* _Stored items_:
_ _ _ _ _ _ _

PR #3202, opened 2026-04-28
Reject URIs containing '@' in name constraint checking

nhatnghiho:
### Issues:
Addresses P422947832

### Description of changes: 
 `nc_uri()` extracts the host from a URI by scanning for `:` (port) then `/` (path start). It does not account for the `@` delimiter that separates  optional userinfo from the host in RFC 3986 §3.2 (authority = `[userinfo "@"] host [":" port]`). Since `:` is permitted inside userinfo, a URI like `spiffe://x.team-a.corp:x@team-b.corp/admin` causes nc_uri() to extract x`.team-a.corp` as the host instead of the actual host `team-b.corp`                                                                                                                  
                                                                                                                                                  
This change makes three improvements to nc_uri():                                                                                               
1. Reject `@` in authority — URIs containing userinfo are rejected with `X509_V_ERR_UNSUPPORTED_NAME_SYNTAX`. Certificate SAN URIs have no standards-defined use for userinfo, so rejecting is the correct fail-closed behavior — consistent with the IPv6 literal rejection added in `fed51c342`. The @ scan stops at /, ?, or # (the characters that terminate the authority per RFC 3986), so @ appearing in the path (e.g., `foo://example.com/@user`) is not affected.                                                                                                       
2. Trailing dot normalization — Strip trailing dots from both the host and constraint before comparison, so `team-a.corp.` and `team-a.corp` are treated as the same FQDN (RFC 1034 §3.1). This matches the existing normalization in nc_dns().                                                  
3. FQDN validation — Validate that the extracted host contains only characters valid in a DNS name (`a-zA-Z0-9-.`) per RFC 1034 §3.5. RFC 5280 §4.2.1.10 requires the host to be a fully qualified domain name, so any host containing percent-encoding, `?`, `#`, or other non-FQDN characters is rejected. This prevents equivalence bypasses (e.g., `b%61d.com` evading an exclusion for .bad.com).

### Call-outs:
This intentionally rejects rather than normalizes percent-encoded hosts. RFC 5280 requires the host to be a FQDN, and `%` is not a valid FQDN  character — a conformant CA should never issue such a cert. Rejecting is stricter than the RFC 3986 §6.2.2.2 SHOULD-level normalization guidance, but avoids being more permissive than the standard.     

### Testing:
Nine new cases in `X509Test.NameConstraints`:
- Basic `user@host` rejection
- Colon-in-userinfo bypass (`spiffe://x.team-a.corp:x@team-b.corp/admin`) tested against both the fake and real host constraints
- Userinfo with path, query, and fragment variants
- `@` in path (after `/`) is correctly not rejected
  
All 102 existing X509 tests pass.


manastasova (dismissed):

justsmth (dismissed):

crypto/x509/v3_ncons.c
```diff
@@ -698,6 +713,35 @@ static int nc_uri(const ASN1_IA5STRING *uri, const ASN1_IA5STRING *base) {
...
+  }
+  if (ends_with_byte(&base_cbs, '.')) {
+    uint8_t unused;
+    CBS_get_last_u8(&base_cbs, &unused);
+  }
+
+  // RFC 5280 §4.2.1.10 requires the host to be a fully qualified domain name.
+  // Validate that the host contains only characters valid in a DNS name
+  // (RFC 1034 §3.5): letters, digits, hyphens, and dots. This rejects
+  // percent-encoded hosts, IPv4 literals, and any other non-FQDN syntax,
```
justsmth: NP: This doesn't reject "IPv4 literals": `192.168.0.1` would not be rejected by this.

justsmth (dismissed):

torben-hansen (approved):

justsmth (approved):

_ _ _ _ _ _ _

* _The problem_:
In the records above, how many lines hold the string "hosts"? Only the number should be given.

* _Exercise output_:
2